**Work order**
Reproduce, exactly and in full, only the lines below from the one containing "PR #318, opened 2022-06-07" through the one containing "c *cliclient.MasterClient, templateID".

**The data**
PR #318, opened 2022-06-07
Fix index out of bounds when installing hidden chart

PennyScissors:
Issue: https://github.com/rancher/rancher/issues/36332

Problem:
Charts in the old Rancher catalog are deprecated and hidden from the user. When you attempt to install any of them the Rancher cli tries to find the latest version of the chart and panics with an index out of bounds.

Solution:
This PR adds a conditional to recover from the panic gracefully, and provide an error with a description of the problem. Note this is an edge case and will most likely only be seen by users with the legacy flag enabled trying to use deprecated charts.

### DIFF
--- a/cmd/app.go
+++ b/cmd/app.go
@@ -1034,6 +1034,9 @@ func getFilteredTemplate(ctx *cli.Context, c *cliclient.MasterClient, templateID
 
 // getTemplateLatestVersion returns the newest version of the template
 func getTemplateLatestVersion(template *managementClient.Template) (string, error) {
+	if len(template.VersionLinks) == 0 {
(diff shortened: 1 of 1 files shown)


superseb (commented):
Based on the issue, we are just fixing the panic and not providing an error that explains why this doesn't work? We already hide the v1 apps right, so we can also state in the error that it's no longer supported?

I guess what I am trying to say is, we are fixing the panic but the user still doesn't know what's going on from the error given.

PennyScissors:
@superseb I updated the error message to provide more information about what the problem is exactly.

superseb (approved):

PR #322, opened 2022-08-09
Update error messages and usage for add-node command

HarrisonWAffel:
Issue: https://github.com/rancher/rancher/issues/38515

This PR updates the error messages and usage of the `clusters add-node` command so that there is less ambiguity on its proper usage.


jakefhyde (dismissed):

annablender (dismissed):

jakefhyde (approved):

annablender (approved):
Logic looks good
==
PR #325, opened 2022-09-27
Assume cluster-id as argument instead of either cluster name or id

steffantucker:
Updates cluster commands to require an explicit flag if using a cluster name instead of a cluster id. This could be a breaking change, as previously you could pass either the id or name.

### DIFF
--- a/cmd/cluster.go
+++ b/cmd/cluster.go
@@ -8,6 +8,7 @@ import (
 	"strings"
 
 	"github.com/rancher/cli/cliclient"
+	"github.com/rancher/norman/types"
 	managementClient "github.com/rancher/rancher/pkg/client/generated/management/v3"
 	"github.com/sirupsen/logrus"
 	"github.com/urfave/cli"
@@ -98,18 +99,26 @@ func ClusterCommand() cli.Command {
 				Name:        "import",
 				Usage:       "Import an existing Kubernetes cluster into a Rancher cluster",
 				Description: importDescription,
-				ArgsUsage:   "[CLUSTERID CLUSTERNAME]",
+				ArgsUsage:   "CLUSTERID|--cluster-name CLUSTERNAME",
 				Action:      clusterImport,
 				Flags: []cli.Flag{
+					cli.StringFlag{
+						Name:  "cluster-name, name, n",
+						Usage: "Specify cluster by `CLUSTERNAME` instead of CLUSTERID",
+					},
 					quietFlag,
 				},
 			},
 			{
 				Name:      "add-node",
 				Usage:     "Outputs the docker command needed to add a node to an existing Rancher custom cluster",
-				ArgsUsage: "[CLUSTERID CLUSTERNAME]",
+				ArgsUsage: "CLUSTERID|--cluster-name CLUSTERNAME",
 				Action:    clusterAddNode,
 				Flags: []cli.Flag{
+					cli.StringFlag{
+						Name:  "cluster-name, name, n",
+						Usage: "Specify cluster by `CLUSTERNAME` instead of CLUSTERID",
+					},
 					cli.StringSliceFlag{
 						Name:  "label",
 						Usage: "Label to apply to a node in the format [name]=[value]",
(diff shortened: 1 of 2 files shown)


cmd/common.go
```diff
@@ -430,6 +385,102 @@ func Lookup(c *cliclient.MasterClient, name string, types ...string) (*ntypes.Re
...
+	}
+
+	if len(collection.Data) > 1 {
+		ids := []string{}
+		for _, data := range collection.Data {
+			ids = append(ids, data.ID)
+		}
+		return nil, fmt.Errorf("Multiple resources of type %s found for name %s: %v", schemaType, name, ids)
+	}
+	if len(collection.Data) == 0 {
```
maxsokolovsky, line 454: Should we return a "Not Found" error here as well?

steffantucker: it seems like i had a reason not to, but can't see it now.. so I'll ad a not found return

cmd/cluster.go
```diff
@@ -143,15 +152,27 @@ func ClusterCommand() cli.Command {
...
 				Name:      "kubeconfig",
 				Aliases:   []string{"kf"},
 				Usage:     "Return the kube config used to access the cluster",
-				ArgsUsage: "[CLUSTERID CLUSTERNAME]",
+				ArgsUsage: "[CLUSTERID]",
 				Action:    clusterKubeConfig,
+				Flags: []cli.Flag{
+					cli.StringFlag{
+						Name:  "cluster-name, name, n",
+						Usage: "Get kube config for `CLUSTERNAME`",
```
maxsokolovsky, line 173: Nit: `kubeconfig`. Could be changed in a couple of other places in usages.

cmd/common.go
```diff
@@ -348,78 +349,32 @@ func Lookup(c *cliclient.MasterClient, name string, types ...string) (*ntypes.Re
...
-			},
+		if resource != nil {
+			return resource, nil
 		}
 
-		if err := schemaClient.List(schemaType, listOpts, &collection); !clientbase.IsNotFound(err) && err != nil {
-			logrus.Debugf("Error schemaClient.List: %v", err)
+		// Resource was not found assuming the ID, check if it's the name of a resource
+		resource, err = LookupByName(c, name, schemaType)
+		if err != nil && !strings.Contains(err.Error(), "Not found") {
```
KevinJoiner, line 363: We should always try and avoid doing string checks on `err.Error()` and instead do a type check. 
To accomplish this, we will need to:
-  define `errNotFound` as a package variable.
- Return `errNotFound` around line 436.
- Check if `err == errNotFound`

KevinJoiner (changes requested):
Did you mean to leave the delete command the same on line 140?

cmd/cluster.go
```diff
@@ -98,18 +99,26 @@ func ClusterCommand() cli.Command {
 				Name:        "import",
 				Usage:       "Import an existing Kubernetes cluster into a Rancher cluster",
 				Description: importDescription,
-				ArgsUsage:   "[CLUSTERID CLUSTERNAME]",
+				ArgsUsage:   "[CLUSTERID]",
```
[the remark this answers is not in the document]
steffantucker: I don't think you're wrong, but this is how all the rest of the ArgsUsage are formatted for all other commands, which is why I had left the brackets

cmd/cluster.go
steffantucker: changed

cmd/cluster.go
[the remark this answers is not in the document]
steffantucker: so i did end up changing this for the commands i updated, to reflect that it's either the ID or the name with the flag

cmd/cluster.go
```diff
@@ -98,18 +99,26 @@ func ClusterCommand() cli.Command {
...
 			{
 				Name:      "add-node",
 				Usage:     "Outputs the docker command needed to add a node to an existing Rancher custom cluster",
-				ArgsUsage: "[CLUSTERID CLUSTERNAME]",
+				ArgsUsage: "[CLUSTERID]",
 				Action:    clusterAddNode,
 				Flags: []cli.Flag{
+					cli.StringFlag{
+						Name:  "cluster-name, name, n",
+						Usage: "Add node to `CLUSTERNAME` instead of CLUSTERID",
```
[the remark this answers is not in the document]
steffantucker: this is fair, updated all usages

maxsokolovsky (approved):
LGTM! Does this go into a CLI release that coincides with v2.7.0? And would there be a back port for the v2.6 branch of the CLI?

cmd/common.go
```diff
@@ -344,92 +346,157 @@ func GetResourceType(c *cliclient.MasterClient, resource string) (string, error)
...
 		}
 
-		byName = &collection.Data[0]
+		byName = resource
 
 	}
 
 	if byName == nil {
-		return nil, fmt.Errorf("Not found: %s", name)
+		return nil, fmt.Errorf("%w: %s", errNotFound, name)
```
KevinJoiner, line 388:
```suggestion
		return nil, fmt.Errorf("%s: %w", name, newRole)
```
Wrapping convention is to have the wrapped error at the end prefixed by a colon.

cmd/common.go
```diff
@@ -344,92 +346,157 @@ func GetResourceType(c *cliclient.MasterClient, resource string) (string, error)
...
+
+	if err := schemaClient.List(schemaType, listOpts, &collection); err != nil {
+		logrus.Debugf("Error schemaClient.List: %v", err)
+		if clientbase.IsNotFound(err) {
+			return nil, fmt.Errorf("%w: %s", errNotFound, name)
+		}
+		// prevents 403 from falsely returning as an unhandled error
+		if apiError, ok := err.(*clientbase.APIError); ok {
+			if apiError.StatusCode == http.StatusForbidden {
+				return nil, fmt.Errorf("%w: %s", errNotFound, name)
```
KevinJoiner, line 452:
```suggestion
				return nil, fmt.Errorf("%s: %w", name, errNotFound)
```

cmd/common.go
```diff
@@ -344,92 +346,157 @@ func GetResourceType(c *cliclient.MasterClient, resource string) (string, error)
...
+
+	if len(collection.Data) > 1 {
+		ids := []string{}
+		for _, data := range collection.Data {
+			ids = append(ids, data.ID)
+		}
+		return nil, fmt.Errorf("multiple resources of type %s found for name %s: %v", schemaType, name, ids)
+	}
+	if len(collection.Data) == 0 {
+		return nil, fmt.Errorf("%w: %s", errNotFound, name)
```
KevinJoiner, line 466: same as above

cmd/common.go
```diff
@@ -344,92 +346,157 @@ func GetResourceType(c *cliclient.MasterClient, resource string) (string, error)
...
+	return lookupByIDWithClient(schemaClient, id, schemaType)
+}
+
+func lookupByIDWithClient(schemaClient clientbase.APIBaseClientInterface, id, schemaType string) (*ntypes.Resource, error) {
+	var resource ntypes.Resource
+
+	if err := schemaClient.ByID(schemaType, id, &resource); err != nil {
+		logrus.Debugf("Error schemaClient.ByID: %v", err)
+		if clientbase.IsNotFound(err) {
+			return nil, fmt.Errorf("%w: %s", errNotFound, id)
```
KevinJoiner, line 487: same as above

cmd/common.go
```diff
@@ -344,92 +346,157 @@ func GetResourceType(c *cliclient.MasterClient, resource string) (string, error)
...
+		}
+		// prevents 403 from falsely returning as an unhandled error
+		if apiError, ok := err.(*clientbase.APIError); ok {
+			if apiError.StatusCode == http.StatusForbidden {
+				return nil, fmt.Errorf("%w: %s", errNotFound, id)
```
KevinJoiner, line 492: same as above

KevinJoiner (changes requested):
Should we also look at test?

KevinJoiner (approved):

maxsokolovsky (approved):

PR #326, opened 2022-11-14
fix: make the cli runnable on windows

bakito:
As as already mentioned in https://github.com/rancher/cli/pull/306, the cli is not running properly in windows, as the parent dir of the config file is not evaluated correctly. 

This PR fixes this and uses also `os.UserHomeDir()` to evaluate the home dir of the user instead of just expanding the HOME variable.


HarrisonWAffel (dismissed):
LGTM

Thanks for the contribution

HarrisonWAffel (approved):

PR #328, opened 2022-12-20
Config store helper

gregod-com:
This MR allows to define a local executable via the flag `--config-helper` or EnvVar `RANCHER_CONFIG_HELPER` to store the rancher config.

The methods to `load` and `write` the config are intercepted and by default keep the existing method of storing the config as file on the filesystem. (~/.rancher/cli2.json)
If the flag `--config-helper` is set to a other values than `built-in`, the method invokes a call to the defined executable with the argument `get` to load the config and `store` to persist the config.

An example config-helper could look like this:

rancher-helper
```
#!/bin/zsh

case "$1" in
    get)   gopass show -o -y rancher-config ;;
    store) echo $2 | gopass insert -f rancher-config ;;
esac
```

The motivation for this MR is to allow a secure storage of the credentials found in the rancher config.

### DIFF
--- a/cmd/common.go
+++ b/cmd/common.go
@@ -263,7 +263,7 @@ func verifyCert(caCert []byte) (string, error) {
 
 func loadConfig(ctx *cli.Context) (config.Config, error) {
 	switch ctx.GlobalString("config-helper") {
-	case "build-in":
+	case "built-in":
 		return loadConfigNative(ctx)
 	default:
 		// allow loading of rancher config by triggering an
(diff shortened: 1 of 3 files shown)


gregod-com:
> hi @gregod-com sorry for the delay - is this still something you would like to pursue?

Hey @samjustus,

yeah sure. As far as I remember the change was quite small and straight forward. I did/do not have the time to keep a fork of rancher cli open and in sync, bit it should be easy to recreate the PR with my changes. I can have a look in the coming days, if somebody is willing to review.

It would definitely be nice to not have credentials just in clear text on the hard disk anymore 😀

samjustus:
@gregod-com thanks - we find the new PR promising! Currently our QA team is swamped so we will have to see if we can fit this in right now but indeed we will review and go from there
--
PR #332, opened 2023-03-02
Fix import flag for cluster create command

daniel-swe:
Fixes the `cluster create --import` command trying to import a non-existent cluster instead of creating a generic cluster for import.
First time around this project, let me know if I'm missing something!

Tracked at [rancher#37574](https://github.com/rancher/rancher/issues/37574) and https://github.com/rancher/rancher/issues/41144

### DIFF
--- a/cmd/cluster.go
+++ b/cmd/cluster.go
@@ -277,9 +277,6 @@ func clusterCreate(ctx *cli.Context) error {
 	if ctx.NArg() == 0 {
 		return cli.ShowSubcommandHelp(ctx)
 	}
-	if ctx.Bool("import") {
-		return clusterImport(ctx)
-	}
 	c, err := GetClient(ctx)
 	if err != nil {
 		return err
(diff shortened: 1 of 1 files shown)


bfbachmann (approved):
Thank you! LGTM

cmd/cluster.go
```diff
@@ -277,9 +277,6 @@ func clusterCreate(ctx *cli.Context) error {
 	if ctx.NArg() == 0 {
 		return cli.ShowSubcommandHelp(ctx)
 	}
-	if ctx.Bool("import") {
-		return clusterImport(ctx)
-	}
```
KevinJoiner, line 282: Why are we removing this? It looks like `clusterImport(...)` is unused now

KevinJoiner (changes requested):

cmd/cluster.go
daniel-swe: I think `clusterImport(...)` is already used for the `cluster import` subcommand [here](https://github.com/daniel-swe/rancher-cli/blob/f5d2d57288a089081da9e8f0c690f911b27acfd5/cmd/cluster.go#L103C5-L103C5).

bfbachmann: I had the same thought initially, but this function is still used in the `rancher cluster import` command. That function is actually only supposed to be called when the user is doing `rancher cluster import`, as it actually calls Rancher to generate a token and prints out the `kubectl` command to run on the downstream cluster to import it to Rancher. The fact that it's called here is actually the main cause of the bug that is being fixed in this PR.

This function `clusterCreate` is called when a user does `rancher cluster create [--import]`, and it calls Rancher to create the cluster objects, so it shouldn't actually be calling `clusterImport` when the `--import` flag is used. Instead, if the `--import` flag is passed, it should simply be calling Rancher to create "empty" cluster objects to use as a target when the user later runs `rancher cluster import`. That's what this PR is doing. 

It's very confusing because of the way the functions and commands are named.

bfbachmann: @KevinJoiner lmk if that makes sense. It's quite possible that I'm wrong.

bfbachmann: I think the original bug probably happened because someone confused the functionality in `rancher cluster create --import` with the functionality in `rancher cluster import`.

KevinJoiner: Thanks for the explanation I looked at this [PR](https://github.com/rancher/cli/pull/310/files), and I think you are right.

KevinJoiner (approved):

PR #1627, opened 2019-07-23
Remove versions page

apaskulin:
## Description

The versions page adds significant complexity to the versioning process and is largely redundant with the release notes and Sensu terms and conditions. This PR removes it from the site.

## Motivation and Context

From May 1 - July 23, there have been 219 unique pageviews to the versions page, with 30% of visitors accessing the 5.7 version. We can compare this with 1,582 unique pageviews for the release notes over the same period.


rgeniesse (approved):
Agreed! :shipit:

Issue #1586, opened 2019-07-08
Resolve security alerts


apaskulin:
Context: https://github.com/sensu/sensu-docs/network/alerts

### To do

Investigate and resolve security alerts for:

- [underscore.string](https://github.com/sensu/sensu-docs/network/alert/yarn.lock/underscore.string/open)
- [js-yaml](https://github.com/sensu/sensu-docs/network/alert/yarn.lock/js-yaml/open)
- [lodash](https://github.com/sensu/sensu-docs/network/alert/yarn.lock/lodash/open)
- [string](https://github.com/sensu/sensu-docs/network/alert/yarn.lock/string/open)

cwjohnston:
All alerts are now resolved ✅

**Reply to the task**
PR #318, opened 2022-06-07
Fix index out of bounds when installing hidden chart

PennyScissors:
Issue: https://github.com/rancher/rancher/issues/36332

Problem:
Charts in the old Rancher catalog are deprecated and hidden from the user. When you attempt to install any of them the Rancher cli tries to find the latest version of the chart and panics with an index out of bounds.

Solution:
This PR adds a conditional to recover from the panic gracefully, and provide an error with a description of the problem. Note this is an edge case and will most likely only be seen by users with the legacy flag enabled trying to use deprecated charts.

### DIFF
--- a/cmd/app.go
+++ b/cmd/app.go
@@ -1034,6 +1034,9 @@ func getFilteredTemplate(ctx *cli.Context, c *cliclient.MasterClient, templateID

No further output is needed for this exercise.